Task item: Give the records back in full, exactly as they read.

Dataset entries:

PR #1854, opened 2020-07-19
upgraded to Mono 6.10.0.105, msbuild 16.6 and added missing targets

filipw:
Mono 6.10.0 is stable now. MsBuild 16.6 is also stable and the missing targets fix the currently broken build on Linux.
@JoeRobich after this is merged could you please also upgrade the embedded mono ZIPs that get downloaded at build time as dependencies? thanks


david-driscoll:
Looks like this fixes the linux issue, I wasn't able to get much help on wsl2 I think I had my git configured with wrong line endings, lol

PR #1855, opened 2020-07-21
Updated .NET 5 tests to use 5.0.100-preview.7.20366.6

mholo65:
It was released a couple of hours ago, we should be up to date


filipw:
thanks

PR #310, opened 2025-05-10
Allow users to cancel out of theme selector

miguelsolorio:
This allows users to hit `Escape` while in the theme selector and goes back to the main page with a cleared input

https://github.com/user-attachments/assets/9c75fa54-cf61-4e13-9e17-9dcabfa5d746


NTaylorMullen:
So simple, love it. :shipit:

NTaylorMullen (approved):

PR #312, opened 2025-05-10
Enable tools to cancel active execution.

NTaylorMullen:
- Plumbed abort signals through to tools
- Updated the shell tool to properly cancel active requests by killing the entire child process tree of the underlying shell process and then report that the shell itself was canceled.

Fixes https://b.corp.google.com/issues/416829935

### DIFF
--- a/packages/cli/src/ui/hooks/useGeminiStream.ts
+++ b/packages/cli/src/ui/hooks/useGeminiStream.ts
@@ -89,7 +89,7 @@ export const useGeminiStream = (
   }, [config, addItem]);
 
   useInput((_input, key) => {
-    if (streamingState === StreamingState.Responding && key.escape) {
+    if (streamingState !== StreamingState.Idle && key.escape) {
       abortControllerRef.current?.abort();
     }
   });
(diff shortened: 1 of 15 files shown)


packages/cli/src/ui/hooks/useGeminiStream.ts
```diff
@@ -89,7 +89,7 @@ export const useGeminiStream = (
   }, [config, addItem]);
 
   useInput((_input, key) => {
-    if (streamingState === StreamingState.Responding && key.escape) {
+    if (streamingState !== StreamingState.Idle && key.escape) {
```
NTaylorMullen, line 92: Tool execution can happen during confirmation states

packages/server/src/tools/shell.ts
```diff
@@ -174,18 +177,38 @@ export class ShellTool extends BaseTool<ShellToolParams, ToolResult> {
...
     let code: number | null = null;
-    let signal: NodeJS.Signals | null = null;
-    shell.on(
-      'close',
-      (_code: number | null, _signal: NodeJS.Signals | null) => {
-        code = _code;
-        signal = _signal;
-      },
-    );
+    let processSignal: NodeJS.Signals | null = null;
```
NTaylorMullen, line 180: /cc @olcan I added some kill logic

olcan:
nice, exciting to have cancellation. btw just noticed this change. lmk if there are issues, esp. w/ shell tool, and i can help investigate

Written response:
PR #1854, opened 2020-07-19
upgraded to Mono 6.10.0.105, msbuild 16.6 and added missing targets

filipw:
Mono 6.10.0 is stable now. MsBuild 16.6 is also stable and the missing targets fix the currently broken build on Linux.
@JoeRobich after this is merged could you please also upgrade the embedded mono ZIPs that get downloaded at build time as dependencies? thanks


david-driscoll:
Looks like this fixes the linux issue, I wasn't able to get much help on wsl2 I think I had my git configured with wrong line endings, lol

PR #1855, opened 2020-07-21
Updated .NET 5 tests to use 5.0.100-preview.7.20366.6

mholo65:
It was released a couple of hours ago, we should be up to date


filipw:
thanks

PR #310, opened 2025-05-10
Allow users to cancel out of theme selector

miguelsolorio:
This allows users to hit `Escape` while in the theme selector and goes back to the main page with a cleared input

https://github.com/user-attachments/assets/9c75fa54-cf61-4e13-9e17-9dcabfa5d746


NTaylorMullen:
So simple, love it. :shipit:

NTaylorMullen (approved):

PR #312, opened 2025-05-10
Enable tools to cancel active execution.

NTaylorMullen:
- Plumbed abort signals through to tools
- Updated the shell tool to properly cancel active requests by killing the entire child process tree of the underlying shell process and then report that the shell itself was canceled.

Fixes https://b.corp.google.com/issues/416829935

### DIFF
--- a/packages/cli/src/ui/hooks/useGeminiStream.ts
+++ b/packages/cli/src/ui/hooks/useGeminiStream.ts
@@ -89,7 +89,7 @@ export const useGeminiStream = (
   }, [config, addItem]);
 
   useInput((_input, key) => {
-    if (streamingState === StreamingState.Responding && key.escape) {
+    if (streamingState !== StreamingState.Idle && key.escape) {
       abortControllerRef.current?.abort();
     }
   });
(diff shortened: 1 of 15 files shown)


packages/cli/src/ui/hooks/useGeminiStream.ts
```diff
@@ -89,7 +89,7 @@ export const useGeminiStream = (
   }, [config, addItem]);
 
   useInput((_input, key) => {
-    if (streamingState === StreamingState.Responding && key.escape) {
+    if (streamingState !== StreamingState.Idle && key.escape) {
```
NTaylorMullen, line 92: Tool execution can happen during confirmation states

packages/server/src/tools/shell.ts
```diff
@@ -174,18 +177,38 @@ export class ShellTool extends BaseTool<ShellToolParams, ToolResult> {
...
     let code: number | null = null;
-    let signal: NodeJS.Signals | null = null;
-    shell.on(
-      'close',
-      (_code: number | null, _signal: NodeJS.Signals | null) => {
-        code = _code;
-        signal = _signal;
-      },
-    );
+    let processSignal: NodeJS.Signals | null = null;
```
NTaylorMullen, line 180: /cc @olcan I added some kill logic

olcan:
nice, exciting to have cancellation. btw just noticed this change. lmk if there are issues, esp. w/ shell tool, and i can help investigate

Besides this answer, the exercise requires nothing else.